On the 3rd of December I feel inspired to relate some data quality issues to Mr. Santa Claus – or what is exactly the name. Is it:

  • Saint Nicholas or
  • Père Noël as they say in French or
  • Weihnachtsmann as they say in German or
  • Julemand as we say in Denmark or
  • Plenty of other local names?

Santa Claus versus Saint Nicholas is an example of the use of nicknames which is a main issue in name matching in many cultures.

It’s also important to observe that the German and Danish name is one word versus two words in English and French. Many company names and other names in respective languages shares the same linguistic characteristic.

Father Christmas is an alternative identification maybe more being a job title.

Another question is where he lives.

The North Pole is acknowledged as the correct geographical address in Anglo countries – but there seems to be alternative mailing possibilities as:

  • Santa Claus, North Pole, Canada, HOH OHO
  • Father Christmas, North Pole, SAN TA1 (UK)

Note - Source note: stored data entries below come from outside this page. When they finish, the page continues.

PR #3803, opened 2022-08-29
Allow the use of libraries in macro definitions

bjgbeelen:

I ran into an issue where I used a library (`adapter.something`) inside a macro, but it failed the sqlfluff linting. The fix is easier than the recursive macro pattern, because I just had to make sure to load the libraries in the context before continuing with the macros.

Extended the unit test to see that it also works now when the library is mentioned inside of a macro.

### Pull Request checklist

  - Other.

### DIFF
--- a/src/sqlfluff/core/templaters/jinja.py
+++ b/src/sqlfluff/core/templaters/jinja.py
@@ -286,6 +286,10 @@ class JinjaTemplater(PythonTemplater):
         live_context = super().get_context(fname=fname, config=config)
         # Apply dbt builtin functions if we're allowed.
         if config:
+            # first make libraries available in the context
+            # so they can be used by the macros too
+            live_context.update(self._extract_libraries_from_config(config=config))
+
             apply_dbt_builtins = config.get_section(
                 (self.templater_selector, self.name, "apply_dbt_builtins")
             )
@@ -316,7 +320,6 @@ class JinjaTemplater(PythonTemplater):
                 )
             )
 
-            live_context.update(self._extract_libraries_from_config(config=config))
         return live_context
 
     def template_builder(
--- a/test/fixtures/templater/jinja_j_libraries/jinja.sql
+++ b/test/fixtures/templater/jinja_j_libraries/jinja.sql
@@ -1,3 +1,3 @@
 SELECT 56
-FROM {{ foo.schema }}.{{ foo.table("xyz") }}
+FROM {{ foo.schema }}.{{ table_proxy("xyz") }}
 WHERE {{ bar.equals("x", 23) }}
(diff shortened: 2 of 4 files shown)


bjgbeelen:
Just for reference that I indeed ran tests and linting locally first:
image

test/fixtures/templater/jinja_j_libraries/jinja.sql
```diff
@@ -1,3 +1,3 @@
 SELECT 56
-FROM {{ foo.schema }}.{{ foo.table("xyz") }}
+FROM {{ foo.schema }}.{{ table_proxy("xyz") }}
```
barrywhart, line 2: Could we add a test rather than change an existing one? In effect, this seems like we're removing an existing test, which would not be good.

src/sqlfluff/core/templaters/jinja.py
```diff
@@ -286,6 +286,10 @@ def get_context(self, fname=None, config=None, **kw) -> Dict:
         live_context = super().get_context(fname=fname, config=config)
         # Apply dbt builtin functions if we're allowed.
         if config:
+            # first make libraries available in the context
+            # so they can be used by the macros too
+            live_context.update(self._extract_libraries_from_config(config=config))
```
barrywhart, line 291: I was wondering if changing the order could cause issues for other users, e.g. if a library module depends on a macro. I don't _think_ that could happen, though, because the modules are just Python; they don't work with a Jinja2 `Environment`.

barrywhart (changes requested):

test/fixtures/templater/jinja_j_libraries/jinja.sql
bjgbeelen: I thought about that, but my reasoning was that both the usage of `{{ foo.schema }}` and `{{ foo.table("xyz") }}` is actually testing the same thing, so in a way one of the two is superfluous. One reference to the `foo` package should suffice in testing that the library is available for the template.

By altering one reference to test the macro case, we keep it concise but still complete. 

But, if you still don't agree with this reasoning, I am happy to add it as a separate test

src/sqlfluff/core/templaters/jinja.py
bjgbeelen: As I understand it the library definition do represent macro's, but as part of an isolated package. So I don't think there is an option where a library refers to a macro that exists outside of the scope of the library.

bjgbeelen: (thinking about `dbt_utils` here which is a library, but contains macros)

test/fixtures/templater/jinja_j_libraries/jinja.sql
barrywhart: I'd prefer a second test so we have a test using dots. Thismis a common reason for defining macros in Python. Tests are cheap, and this test also serves as a working example.

bjgbeelen:
HI @barrywhart I moved the extra test to a separate folder. Ran everything successfuly locally as well

barrywhart (approved):
Looks great!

However the Finish claims the valid address to be:

In my home country Denmark we will accept nothing but:

  • Julemanden, Box 1615, 3900 Nuuk, Greenland

Finally I could imagine which data quality issues the Santa business has to face:

  • Too many duplicates on the “nice list” leading to heavy overhead in gift spending as well as extra costs in reindeer management.
  • Inaccurate product masters resulting in complaints from nice boys and girls and a lot of scrap and rework.
  • Fraud entries from children already on the ‘naughty list’ may be a challenge.
  • A lot of missing chimney positions may cause severe delivery problems.

But then, why should Santa be smarter than everyone else?